### Brief
Look at each line of the listing. Copy those that hold the string "well".

### Working data
PR #447, opened 2025-05-05
added rose pine moon theme

shivamchhuneja:
Added Rose Pine Moon theme.

Background image from Freepik (following the other images.)


bin/omakub-sub/theme.sh
Kasui92, line 1: I think there's a " missing at the end, it doesn't close properly.

shivamchhuneja: Yes, my bad, checked and fixed and tested

.DS_Store
Kasui92, line 1: Remove .DS_Store from the PR, pls. 
I think in this script they are not needed.

shivamchhuneja: Done, thank you for flagging this, added exclusions on my end as well

Kasui92 (approved):

Kasui92:
In #451  I am updating Zellij themes with the new specs.

In case it gets merged, I think this theme could be updated too. There you can find a link to a PR that updates `rose-pine` themes and there is also one for the `moon` variant.

shivamchhuneja:
Just checked your PR as well, will keep an eye on that one and as soon as we move out of the legacy in Zellij, I'll update this one too.

dhh:
Appreciate the effort, but I looked at this when originally setting up the themes, and I don't think it offers enough variance over tokyo night and catpuccin to warrant inclusion by default.

shivamchhuneja:
Noted and a valid point

PR #448, opened 2025-05-05
Improved nvim checks

Kasui92:
I noticed that when I update nvim from Omakub TUI it still regenerates the desktop app from the package.
I think it's okay to remove it.

Also, I only update the nvim theme if it is actually installed.

This PR implements #443  and improves the git history.

### DIFF
--- a/install/terminal/app-neovim.sh
+++ b/install/terminal/app-neovim.sh
@@ -34,5 +34,6 @@ fi
 # Replace desktop launcher with one running inside Alacritty
 if [[ -d ~/.local/share/applications ]]; then
   sudo rm -rf /usr/share/applications/nvim.desktop
+  sudo rm -rf /usr/local/share/applications/nvim.desktop
   source ~/.local/share/omakub/applications/Neovim.sh
 fi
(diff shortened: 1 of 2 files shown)


install/terminal/app-neovim.sh
```diff
@@ -34,5 +34,6 @@ fi
 # Replace desktop launcher with one running inside Alacritty
 if [[ -d ~/.local/share/applications ]]; then
   sudo rm -rf /usr/share/applications/nvim.desktop
+  sudo rm -rf /usr/local/share/applications/nvim.desktop
```
dhh, line 37: I don't have this:

```
ls /usr/local/share/applications/nvim.desktop
"/usr/local/share/applications/nvim.desktop": No such file or directory (os error 2)
```

Kasui92: Normally it is not there, but it may be created in case of a new installation of `neovim`.

Kasui92:
@dhh 

Schermata da 2025-05-19 22-32-24

In the screenshot above, tested on a fresh install of Omakub on Ubuntu 25.04, I ran the `Neovim` update and this happened to me. I then cleaned everything and removed `Neovim` from uninstaller and reinstalled again and the situation returned to me as before. In another installation, however, it did not happen to me.

Here is a screenshot with the generated file.

Schermata da 2025-05-19 22-43-59

I think it could be useful to remove from there too just to be safe.

PR #449, opened 2025-05-05
Add MSCore Fonts 

Kasui92:
It's very convenient to have this font library installed as well.


dhh:
How are they used in LibreOffice? I don't have these installed and defaults seem fine?

Kasui92:
> How are they used in LibreOffice? I don't have these installed and defaults seem fine?

If I'm not mistaken LibreOffice uses Liberation fonts which are supposed to be similar, but not exactly the same visually as MSCore fonts (such as Arial, Verdana, Times New Roman). So yes, LibreOffice works perfectly, but they are not exactly the same fonts.

They are also useful to have just for web browsing. Not that they are very popular fonts nowadays, but I think they can't do any harm.

dhh:
Appreciate the suggestion, but I don't think these are a necessary default, so going to skip for now. Easy for someone to add later.

Issue #450, opened 2025-05-07
Impossible to see selected text on terminal in Kanagawa theme


mdcarreira:
In Kanagawa theme, when text is selected, the theme only changes its color to white. If the original text is already white, the selection becomes invisible.

For example:

![Image](https://github.com/user-attachments/assets/61ce4b79-5d1b-4f70-bd61-d4d48f2a211b)

![Image](https://github.com/user-attachments/assets/e2b8bff3-ace0-4958-9074-81ae0decd65c)

As you can see on the last few lines, unless the text has a color other than white, it's impossible to see the selection.

I recommend setting a light gray background for selected text to make it visible regardless of text color.

Kasui92:
Actually, the selection (and copy) via mouse is not highlighted for Kanagawa... as well as for any theme except for the white text.

I went to the [zellij documentation](https://zellij.dev/documentation/themes.html) to understand how to do it and I discovered, looking at the repository, that they actually changed the way of managing the themes from [this way](https://github.com/zellij-org/zellij/commit/46dae69f567c3badc6e0805250d8f55b61f5f2f0) (now legacy for them) to [this one](https://github.com/zellij-org/zellij/blob/main/zellij-utils/assets/themes/kanagawa.kdl).

Using these styles, the highlighted texts appear.

Maybe we can think about a migration of the zellij themes?

mdcarreira:
Thanks for your finding @Kasui92! I changed my `~./config/zellij/themes/kanagawa.kdl` to the new theme definition you pointed out and it worked like a charm! 

![Image](https://github.com/user-attachments/assets/449b9afd-b27a-46f1-845b-7ef7bd226999)

Kasui92:
You're welcome! 
I'm preparing a PR to fix all the themes

mdcarreira:
Sweet! Feel free to close this issue when you are done 😉

PR #451, opened 2025-05-08
Updated Zellij themes with new specs

Kasui92:
This update is based on [this issue](https://github.com/basecamp/omakub/issues/450) which reports that text highlighting with the mouse no longer appears in the terminal.

Checking the [Zellij documentation](https://zellij.dev/documentation/themes.html) they changed the specs for the themes and those in the previous format are considered [_legacy_](https://zellij.dev/documentation/legacy-themes.html) although they are still supported.

I then proceeded with the alignment and then provided a migration script.

I found all the [themes](https://github.com/zellij-org/zellij/tree/main/zellij-utils/assets/themes) in the Zellij repository, instead for `rose-pine` I relied on [this repository](https://github.com/rose-pine/zellij) and specifically on [this PR](https://github.com/rose-pine/zellij/pull/5), with the update already.

### DIFF
--- a/migrations/1746707329.sh
+++ b/migrations/1746707329.sh
@@ -1,0 +1,17 @@
+# Overwrite old zellij themes with new ones
+if [ -d ~/.config/zellij/themes ]; then
+    files=()
+    for file in ~/.config/zellij/themes/*.kdl; do
+        if [[ -f "$file" ]]; then
+            files+=("$file")
+        fi
+    done
+
+    if [ ${#files[@]} -gt 0 ]; then
+        for file in "${files[@]}"; do
+            if [ -d "$OMAKUB_PATH/themes/$(basename "$file" .kdl)" ]; then
+                cp "$OMAKUB_PATH/themes/$(basename "$file" .kdl)"/zellij.kdl ~/.config/zellij/themes/$(basename "$file" .kdl).kdl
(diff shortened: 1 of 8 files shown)


dhh:
Reverted in https://github.com/basecamp/omakub/pull/456 with the error message this produced.

Kasui92:
> Reverted in #456 with the error message this produced.

The error seems to be due to the use of an old version of Zellij and therefore still expects the legacy format ([ref](https://github.com/zellij-org/zellij/issues/4075)). The new format is used since [version 0.42](https://github.com/zellij-org/zellij/issues/4075) and makes the legacy format incompatible with all functions (such as the text highlighter).

So those who have not updated Zellij can use the legacy, while those who have installed Omakub since March or have updated it should use the new one.

dhh:
Hmm, I saw this with zellij 0.42.2.

imsnif:
Hey - I hope it's alright to chime in. It would be cool to see Omakub use the new theme spec (it solves a lot of issues, including but not limited to the text selection contrast).

I glanced briefly at the PR and don't see any issues with it. Would you maybe like to tell me what you're doing to produce this error so I can take a closer look?

Kasui92:
Fix the errors found in #469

### Exercise answer
shivamchhuneja: Done, thank you for flagging this, added exclusions on my end as well
Just checked your PR as well, will keep an eye on that one and as soon as we move out of the legacy in Zellij, I'll update this one too.
It's very convenient to have this font library installed as well.
Actually, the selection (and copy) via mouse is not highlighted for Kanagawa... as well as for any theme except for the white text.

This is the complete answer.